И вот одним апрельским утром тетушка Фани победоносно распахнула ставни и радостно крикнула: соседки, – а глаза все заплаканы, – пойдемте к морю. Все кругом пооткрывали балконы, но тетушка Фани в первую очередь пришла к нам на первый этаж. Моей бедняжке-матери тогда очень от этого сделалось приятно. Асимина, сказала ей мать Афродиты, совсем уж у моей дитятки не осталось крови, и уж не боится она боле вас заразить. Она хочет увидеть море.
И мы все вышли. Сколько нас? – спросила одна женщина. Мы насчитали одиннадцать человек, и меня тоже посчитали вместе со взрослыми женщинами. Пошел с нами и Фанис. Так как поезд был захвачен немцами, к порту (сейчас вспомнила, что его называли «Подветренный уголок») мы пошли пешком. Чтобы Афродита поприветствовала море и простилась с ним и сбылась ее довоенная мечта.
Входная дверь открылась, и соседки вчетвером спустили сидящую в кресле Афродиту, и мы двинулись в путь. Дверь мы не закрыли, оставили открытой, чтобы проветрить дом.
Афродита уменьшилась в росте. Грудь ушла, ноги стали короче, она снова стала совсем малышкой. Она была похожа на двенадцатилетнего мальчика, больного малярией. Ее тело, выросшее и расправившееся, будто бы что-то увидело, испугалось и снова захотело стать маленьким.

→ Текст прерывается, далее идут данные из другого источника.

PR #92, opened 2020-09-04
Fix grammatical errors

androiddevnotes:


androiddevnotes:
> These sound less grammatical to me, can you elaborate?

For both the corrections, I used Grammarly’s browser extension which makes grammar suggestions and personally the corrected sentences sound better to me as well.

README.md
```diff
@@ -133,9 +133,9 @@ The `DefaultsNoPii` and `DefaultsIncludingPii` renderers include default Compose
 don't need to do anything special. Additional Compose-specific renderers can be found in the
 `ComposableRenderers` object.
 
-To create a custom renderer for Compose, implement a `ViewStateRenderer` to handle values of type
+To create a custom renderer for Compose, implement a `ViewStateRenderer` to handle the values of type
```
pyricau, line 136: Not sure that sounds better?

README.md
```diff
@@ -133,9 +133,9 @@ The `DefaultsNoPii` and `DefaultsIncludingPii` renderers include default Compose
...
 `ComposeView`. However, since Radiography gets most of its information about composables from their
-semantics properties, in most cases you shouldn't need to define any custom rendering logic. The
+semantics properties, in most cases you shouldn't need to define any custom rendering logic.
```
pyricau, line 138: This might make sense

README.md
androiddevnotes: Added a commit to revert the changes.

И мы все одиннадцать женщин понесли кресло с сидящей в нем девочкой: одиннадцать километров пути до «Подветренного уголка». Через каждые сто шагов мы менялись по четверкам, по дороге деревенские палили по нам дробью, – как бы мы не стащили у них свисающую из-за заборов неспелую алычу или виноградную лозу. Но Фанис исхитрился и украл кочан салата.
Я тоже несколько раз несла кресло с тремя другими женщинами. Думаю, в этот день, во время этого путешествия я удостоилась чести стать женщиной. Все другие были старше меня, но ни одна не сказала, что я еще ребенок или слишком хилая, ни одна не испугалась, как бы я вдруг не устала. Взрослые женщины не сделали мне ни одной поблажки. И вот так по пути к «Подветренному уголку» из ребенка я превратилась во взрослую, стала женщиной.
Мы постелили покрывало на песке. Афродита хотела сидеть прямо рядом с волнами. Мы поставили кресло, было прохладно и свежо, мы все дрожали. Волна обрызгала Афродиту, но ее кожа никак на это не отреагировала: ни одной мурашки не пробежало. Она была как бесхозная собственность, как багаж, который принесли погрузить на утренний корабль и так и забыли на берегу. Именно так я поняла, что Афродита умирает. Потому что она не дрожала. И даром, что попадали на нее брызги и соль морских волн. Афродита ни на что не обращала внимания и только улыбалась своей поблекшей улыбкой.
Мы расстелили подстилки, съели изюм и алычу, пожаренную с вареным суслом. Афродита совсем не хотела есть, она держала в кулаке два зернышка изюма. У нее уже месяц нет аппетита, сказала ее мать. Единственный плюс от постоянного вкуса крови во рту – она перестала чувствовать голод. Остальные поели, а Афродита все смотрела на море, сжимая два зернышка изюма. Она грелась на солнце, глядя на море и накрыв покрывалом ноги, что совсем стали похожи на детские. А после полудня внезапно крикнула: «Ура!» Один раз. И затихла.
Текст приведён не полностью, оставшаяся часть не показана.